BERT - pretrained
The BERT (Bidirectional Encoder Representations from Transformers) network redefines the state of the art for Natural Language Processing (NLP).
The BERT snippet allows you to use this massive network with weights pre-trained to understand text, currently in English.
The BERT English uncased snippet
The BERT snippet includes:
An Input block.
To use the pre-trained weights of this snippet, you must configure the input feature with Encoding: Text (beta), and select Language model: English BERT uncased.
The Sequence length of the text feature can be between 3 and 512 tokens. Smaller sequences compute faster, but the end of your text will be discarded if it doesn’t fit.
A BERT Encoder block with pre-trained weights.
Two Dense blocks with pre-trained weights.
These blocks are pre-trained on a next-sentence-prediction task, but can be fine-tuned for similar tasks with minimal effort. Resize (or replace) these blocks freely to fit your target.
A Target block, which may be linked to any categorical or numeric feature.
How to train the BERT snippet
The weights provided were pre-trained for a specific task, which gives BERT a general understanding of English. You could use these weights as-is and train only the blocks that come after the BERT Encoder block. However, the recommended practice is to fine-tune your entire model, including the BERT Encoder block, for your task.

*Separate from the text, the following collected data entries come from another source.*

PR #4932, opened 2026-01-09
Added `collate` method to `TextExpressionMethods`

LucaCappelletti94:
This PR adds support for the SQL `COLLATE` clause to `TextExpressionMethods`. This allows users to specify collation for text columns directly in their queries using `.collate("collation_name")`.

## Changes

-   **Added `Collate` operator**: Implemented in `diesel/src/expression/operators.rs`. It wraps an expression and a collation string, generating `expression COLLATE collation` SQL. Accepted collation argument is generic over `ToString`.
-   **Added `Collate` helper type**: Added type alias in `diesel/src/expression/helper_types.rs` for easier usage.
-   **Extended `TextExpressionMethods`**: Added `collate<S: ToString>(self, collation: S)` method in `diesel/src/expression_methods/text_expression_methods.rs`. This changes the APIs of the method, but since it is solely additive and the method added has a default implementation I believe it should be fine and don't break pre-existinging non-failure code.

## Usage Example

```rust
let names = users
    .select(name)
    .filter(name.collate("NOCASE").eq("sean")) // Generates: name COLLATE NOCASE = 'sean'
    .load::<String>(connection)?;
```

See discussion #4931


weiznich:
I just want to leave a note here: I really appreciate all the work you are putting in here. Unfortunately I do currently not have the capacity to review all the changes timely, especially without only focusing on your requests/PR's. The later is obviously something I cannot do as others also have the same rights for support as you.
I will try to review the changes one after another, but that will take time. Hopefully I get much of what's already open reviewed until February, but don't take that as promise. Depending on what else comes up it might also take longer.

LucaCappelletti94:
> I just want to leave a note here: I really appreciate all the work you are putting in here. Unfortunately I do currently not have the capacity to review all the changes timely, especially without only focusing on your requests/PR's. The later is obviously something I cannot do as others also have the same rights for support as you. I will try to review the changes one after another, but that will take time. Hopefully I get much of what's already open reviewed until February, but don't take that as promise. Depending on what else comes up it might also take longer.

That's ok, at this time for my projects I am using my own branch. I just try my best to do PRs any time I find myself needing some features that would most likely benefit not only my own projects. Often times this approach makes me realize some bad engineering choice I made, and generally makes the resulting code better.

Of course, I will not be able to publish dependent crates until the updated `diesel` is published, but I prefer the current slow and steady approach. Better a solid software in a month than a bash-script today.

weiznich (commented):
I did not have a in depth look at the various in invariants that might relevant here, but one thing I would like to change here is using typed collations instead of strings. So essentially define a zero sized struct for each collation, implement the relevant traits (QueryFragment, etc) so that each collation is only allowed for a specific backend that supports it and likely have another trait to restrict the argument of the collate function to these types. Likely all of that could use an internal macro to not repeat everything all the time. 

That should make it more robust and also extensible for downstream users that want to have custom collations. 


Also as unrelated note: You don't need to rebase/merge to keep up with main. It's sufficient that there are no conflicts

LucaCappelletti94:
Ok, with the idea that if there is some unsupported or user-defined collation, the user will either have to use the raw sql or create an appropriate zero-sized struct, correct?

weiznich:
We could have a custom `struct CustomCollation(String);` for that use case as well.

LucaCappelletti94:
I believe using `struct CustomCollation(String);` may facilitate the user to commit errors, especially if we are not validating that `String` - and I have no idea regarding how to validate the collation. That being said, it may be a good fit for the context of [`diesel_dynamic_schema`](https://docs.rs/diesel-dynamic-schema/latest/diesel_dynamic_schema/)?

I searched for a while and composed the following list of common collations we may want to support as a struct type by default. There are of course many more, especially if we consider the locale collations such as `de_DE.utf8`, which are generally of the form `{locale}.{charset}`. We could possibly create a macro that generates all collation structs for such [ISO language codes](https://docs.oracle.com/cd/E13214_01/wli/docs92/xref/xqisocodes.html), or possibly more reasonably, do so in a downhill crate.

It may be desirable to add a `collate_{type of collate}()` methods for some of the most commonly used ones.

| Proposed Struct Name            | Databases / Name             | Behavior (short)                                                | Docs |
|-----------------|------------------------------|------------------------------------------------------------------|------|
| `BinaryCollation`        | MySQL `BINARY`, SQLite       | Byte-wise compare, case-sensitive, locale-free                   | https://dev.mysql.com/doc/refman/8.4/en/charset-mysql.html |
| `NoCaseCollation`        | SQLite `NOCASE`             | ASCII-only case-insensitive, others byte-wise                    | https://sqlite.org/datatype3.html#collating_sequences |
| `PosixCollation`             | PostgreSQL `C`, `POSIX`      | Byte-wise, only ASCII A–Z treated as letters                     | https://www.postgresql.org/docs/current/collation.html#COLLATION-STANDARD-COLLATIONS |
| `RTrimCollation`         | SQLite `RTRIM`              | Ignores trailing spaces                                          | https://sqlite.org/datatype3.html#collating_sequences |

weiznich:
Thanks for putting together that list. I think that's a good starting point. I would like to propose organizing it a bit differently. Instead of naming each collation `*Collation`, what's about having a `collation` module instead and allow the user to choose to either import them directly or write `collation::Default` (or whatever).

> I believe using struct CustomCollation(String); may facilitate the user to commit errors, especially if we are not validating that String - and I have no idea regarding how to validate the collation.

I think it might be fine to have this in diesel itself, maybe as `struct Custom(&'static str)` to restrict a possibility to pass in user provided input there? Otherwise there are already other apis like `sql_query` or `dsl::sql` that just take unverified content and put it literally into the SQL query. There we just explicitly note that this is the case and trust that the user does the right thing. After all it's part of the API then.

> There are of course many more, especially if we consider the locale collations such as de_DE.utf8, which are generally of the form {locale}.{charset}. We could possibly create a macro that generates all collation structs for such [ISO language codes](https://docs.oracle.com/cd/E13214_01/wli/docs92/xref/xqisocodes.html), or possibly more reasonably, do so in a downhill crate.

Raising the language collations here is a good point. I wonder if an large enum would be more appropriated for them? But yes, for now that's something I would just push to downstream crates to handle. They can define whatever collation they want to have or just use the `Custom` type for that. Should be simple enough for them.

LucaCappelletti94:
I have reduced the collations to a set with which I am familiar with, as the other ones are rather under documented and I do not understand how to use them.

diesel/src/collation/mod.rs
```diff
@@ -0,0 +1,94 @@
...
+#[derive(Debug, Clone, Copy, PartialEq, Eq, Hash, Default)]
+#[cfg(feature = "postgres")]
+pub struct C;
+
+#[cfg(feature = "postgres")]
+impl fmt::Display for C {
+    fn fmt(&self, f: &mut fmt::Formatter<'_>) -> fmt::Result {
+        write!(f, "\"C\"")
+    }
+}
```
weiznich, line 70: I'm sorry to bring up yet another request, but I had something different in mind here. The current implementation would allow to pass a `collation::Binary` to a postgres query if you enable both the `sqlite` and `postgres` feature at the same time. This is something I would like to avoid. 

Instead of the current implementation I would prefer using more of diesels query builder to exactly prevent this situation

Something like that would be closer to what I have in mind:


```suggestion
pub trait Collation {}

/// The `BINARY` collation.
///
/// This collation is binary, case-sensitive, and locale-free.
/// It is supported by SQLite.
#[derive(Debug, Clone, Copy, PartialEq, Eq, Hash, Default, QueryId)]
#[cfg(feature = "sqlite")]
pub struct Binary;

impl Collation for Binary {}

#[cfg(feature = "sqlite")]
impl QueryFragment<Sqlite> for Binary {
    fn walk_ast<'b>(&'b self, mut pass: AstPass<'_, 'b, DB>) -> QueryResult<()> {
        pass.push_sql("BINARY");
        Ok(())
    }
}
// same impl for Mysql


/// The `C` collation.
///
/// This collation is byte-wise, with only ASCII A-Z treated as letters.
/// It is supported by PostgreSQL.
#[derive(Debug, Clone, Copy, PartialEq, Eq, Hash, Default, QueryId)]
#[cfg(feature = "postgres")]
pub struct C;

impl Collation for C {}

#[cfg(feature = "postgres")]
impl QueryFragment<Sqlite> for C {
    fn walk_ast<'b>(&'b self, mut pass: AstPass<'_, 'b, DB>) -> QueryResult<()> {
        pass.push_sql("BINARY");
        Ok(())
    }
}
```

then the `TextExpressionMethod` crate should have a single `collate` method that's defined like this:

```
fn collate<C>(self, collation: C) -> dsl::Collate<Self, C> where C: Collation {
    Grouped(Collate::new(self, collation))
}
```

This allows us to use static query ids (and therefore prepared statement caching) for all collations but `Custom`. Also it makes everything more strictly typed and harder to mix up collations between backends in multi-backend code-bases.

LucaCappelletti94: Ok

LucaCappelletti94: Done

diesel/src/collation/mod.rs
```diff
@@ -3,7 +3,12 @@
 //! These types are used as arguments for
 //! [`TextExpressionMethods::collate`](crate::expression_methods::TextExpressionMethods::collate).
 
-use std::fmt;
+use crate::backend::Backend;
+use crate::query_builder::{AstPass, QueryFragment, QueryId};
+use crate::result::QueryResult;
+
+/// Trait to identify a valid collation.
+pub trait Collation: QueryId + Copy + Send + Sync + 'static {}
```
weiznich: I would rather not have the `Copy` bound here. That might be a future compatibility hazard so I rather would not guarantee it

diesel/src/collation/mod.rs
```diff
@@ -0,0 +1,157 @@
...
+
+/// The `C` collation.
+///
+/// This collation is byte-wise, with only ASCII A-Z treated as letters.
+/// It is supported by PostgreSQL.
+#[derive(Debug, Clone, Copy, PartialEq, Eq, Hash, Default)]
+#[cfg(feature = "postgres")]
+pub struct C;
+
+#[cfg(feature = "postgres")]
```
weiznich:
```suggestion
#[cfg(feature = "postgres_backend")]
```

otherwise it's not useable with diesel-async

(The same for the other locations and for "mysql" -> "mysql_backend")

weiznich (commented):
Thanks for the update. It's nearly ready now, just some minor nits.

diesel/src/collation/mod.rs
LucaCappelletti94: Done, replaced with `Clone`

diesel/src/collation/mod.rs
LucaCappelletti94: I actually ended up not adding any collations for `mysql` as, being some 10 years that I do not use it, I am really unfamiliar with which collations work in that dialect. I changed all "postgres" to "postgres_backend".

PR #4933, opened 2026-01-10
Add benchmarks of zero-mysql and zero-postgres

elbaro:
This PR adds the initial benchmark code of `zero-mysql` and `zero-postgres` to diesel-bench.

- Add zero-mysql (sync, async)
- Add zero-postgres (sync, async)
- Fix Cargo.toml indentation to 4 spaces as specified in .editorconfig
- Include futures-util in the feature tokio_postgres
- Explicitly disable the silent upgrade of tcp socket to unix socket (`prefer_socket`, `upgrade_to_unix_socket`)

### DIFF
--- a/.github/workflows/metrics.yml
+++ b/.github/workflows/metrics.yml
@@ -71,13 +71,13 @@ jobs:
           toolchain: stable
       - name: Run Benchmarks (Postgres)
         if: matrix.backend == 'postgres'
-        run: cargo +stable bench --no-fail-fast --manifest-path diesel_bench/Cargo.toml --no-default-features --features "postgres sqlx-bench sqlx/postgres rand_chacha rust_postgres tokio_postgres futures futures-util sea-orm sea-orm/sqlx-postgres criterion/async_tokio serde diesel-async diesel-async/postgres wtx wtx/postgres"
+        run: cargo +stable bench --no-fail-fast --manifest-path diesel_bench/Cargo.toml --no-default-features --features "postgres sqlx-bench sqlx/postgres rand_chacha rust_postgres tokio_postgres futures futures-util sea-orm sea-orm/sqlx-postgres criterion/async_tokio serde diesel-async diesel-async/postgres wtx wtx/postgres zero-postgres"
       - name: Run Benchmarks (Sqlite)
         if: matrix.backend == 'sqlite'
         run: cargo +stable bench --no-fail-fast --manifest-path diesel_bench/Cargo.toml --no-default-features --features "sqlite sqlx-bench sqlx/sqlite tokio rusqlite futures sea-orm sea-orm/sqlx-sqlite criterion/async_tokio diesel-async diesel-async/sqlite"
       - name: Run Benchmarks (Mysql)
         if: matrix.backend == 'mysql'
-        run: cargo +stable bench --no-fail-fast --manifest-path diesel_bench/Cargo.toml --no-default-features --features "mysql sqlx-bench sqlx/mysql tokio rustorm rustorm/with-mysql rand_chacha rustorm_dao rust_mysql futures sea-orm sea-orm/sqlx-mysql criterion/async_tokio serde diesel-async diesel-async/mysql wtx wtx/mysql"
+        run: cargo +stable bench --no-fail-fast --manifest-path diesel_bench/Cargo.toml --no-default-features --features "mysql sqlx-bench sqlx/mysql tokio rustorm rustorm/with-mysql rand_chacha rustorm_dao rust_mysql futures sea-orm sea-orm/sqlx-mysql criterion/async_tokio serde diesel-async diesel-async/mysql wtx wtx/mysql zero-mysql"
       - name: Push metrics
         env:
           SSH_AUTH_SOCK: /tmp/ssh_agent.sock


diesel_bench/benches/mysql_benches.rs
```diff
@@ -28,7 +28,8 @@ fn connection() -> Conn {
     let connection_url = dotenvy::var("MYSQL_DATABASE_URL")
         .or_else(|_| dotenvy::var("DATABASE_URL"))
         .expect("DATABASE_URL must be set in order to run tests");
-    let opts = Opts::from_url(&connection_url).unwrap();
+    let opts = OptsBuilder::from_opts(Opts::from_url(&connection_url).unwrap())
+        .prefer_socket(false);
```
weiznich, line 32: What is the reason for this change?

diesel_bench/benches/zero_mysql_async_benches.rs
```diff
@@ -0,0 +1,329 @@
...
+    size: usize,
+    hair_color_init: impl Fn(usize) -> Option<&'static str>,
+) {
+    let mut query = String::from("INSERT INTO users (name, hair_color) VALUES ");
+    for x in 0..size {
+        if x > 0 {
+            query.push(',');
+        }
+        let hair_color = match hair_color_init(x) {
+            Some(c) => format!("'{}'", c),
```
weiznich: It's required to use prepared statements like all the other backends

diesel_bench/benches/zero_mysql_async_benches.rs
```diff
@@ -0,0 +1,329 @@
...
+        let stmt = conn
+            .prepare("SELECT id, name, hair_color FROM users")
+            .await
+            .unwrap();
+        (conn, stmt)
+    });
+
+    b.iter(|| {
+        runtime.block_on(async {
+            let mut users = Vec::with_capacity(size);
```
weiznich: This shouldn't use the "know" benchmark size. You can preallocate the vector, but you need to get the size value from the query itself otherwise this wouldn't be a fair comparison with other implementations.

(Applies to all other functions as well)

diesel_bench/benches/zero_mysql_benches.rs
```diff
@@ -0,0 +1,289 @@
+use crate::Bencher;
```
weiznich, line 1: Here mostly the same comments as for the async mysql benchmark apply.

diesel_bench/benches/zero_postgres_async_benches.rs
```diff
@@ -0,0 +1,300 @@
+use crate::Bencher;
```
weiznich, line 1: Here mostly the same comments as for the async mysql benchmark apply. 

The other thing I wondered is if it might be meaningful to have both benchmarks share the same file as a lot of code is the same

diesel_bench/benches/zero_postgres_benches.rs
```diff
@@ -0,0 +1,255 @@
+use crate::Bencher;
```
weiznich, line 1: Here mostly the same comments as for the async mysql benchmark apply. 

The other thing I wondered is if it might be meaningful to have both benchmarks share the same file as a lot of code is the same

diesel_bench/benches/mysql_benches.rs
elbaro: When I benchmarked Python libraries, I suffered from this hidden socket upgrade.

Many libraries have their own upgrade mechanism, for example the python library `mysqliclient` upgrades the connection to UDS if DATABASE_URL contains `localhost`, but does not upgrade if DATABASE_URL contains `127.0.0.1`. The benchmark result via unix socket is much faster than TCP.

`mysql` and `mysql_async` have this `Opts.prefer_socket` which is convenient (I adopted it in my libs as well) but in benchmarks, this can make people compare TCP results against UDS results.

diesel_bench/benches/zero_postgres_async_benches.rs
elbaro: I think we can extract many parts from all benches in a separate PR.

This INSERT statement string builder is observed in many backends as well:

```rust
    let mut insert_query = String::from("INSERT INTO posts(title, user_id, body) VALUES ");
    for (user_id,) in &user_ids {
       insert_query.push('(?, ?)');
        ...
```

elbaro:
> a potential diesel_async connection implementation

This is certainly possible, behind the experimental feature flag until the zero-mysql reaches v1.0.

One thing I miss in this benchmark is the use of [COM_STMT_BULK_EXECUTE](https://mariadb.com/docs/server/reference/clientserver-protocol/3-binary-protocol-prepared-statements/com_stmt_bulk_execute), which is unfortunately MariaDB-only feature.
For bulk INSERTs, this makes a huge difference: https://github.com/elbaro/pyro-mysql/raw/main/report/INSERT.svg

diesel_bench/benches/mysql_benches.rs
weiznich: Sounds reasonable. We still need to be aware of this as libmysqlclient as used by diesel itself also has this behaviour.

PR #4938, opened 2026-01-14
feat(diesel): constify `PgInterval` methods

paolobarbolini:
The `PgInterval` methods are quite trivial. This constifies them so that they can be used in consts.


JohnTitor (approved):
Makes sense!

There is a general procedure for fine-tuning pre-trained snippets.
However for BERT models, we simply recommend to fine-tune the whole model on your problem:
Set the BERT Encoder block as Trainable like all the other blocks, set the learning rate very low, and train the whole model until the results are satisfying.
Memory consumption of BERT
The BERT Encoder is a very large model, which requires a large amount of memory to train.
The estimation of memory consumption displayed when using a BERT model is unfortunately not accurate at the moment.
As a rule of thumb, keep the product Batch size * Sequence length lower than 3000 to avoid memory issues.
If an experiment fails because the model requires too much memory, try reducing the Batch size in the experiment’s settings.
You can consider reducing the Sequence length of the input feature as well, as long as this doesn’t remove significant information.
Fine-tuning a BERT model
BERT is also a powerful model, which can learn most fine-tuning datasets very easily. This means that it is prone to catastrophic forgetting and overfitting of the new dataset when trained with inappropriate settings.
To avoid these issues, train your model with a very low Learning rate, of the order of 10-5 to 10-7.
In addition, only train for a few Epochs, between 1 and 5.
Batch size: 6, when Sequence length is 512
Epochs: 5 or less.
Learning rate: 0.00001 or lower.
Jacob Devlin et al.: BERT: Pre-training of Deep Bidirectional Transformers for Language Understanding, 2019.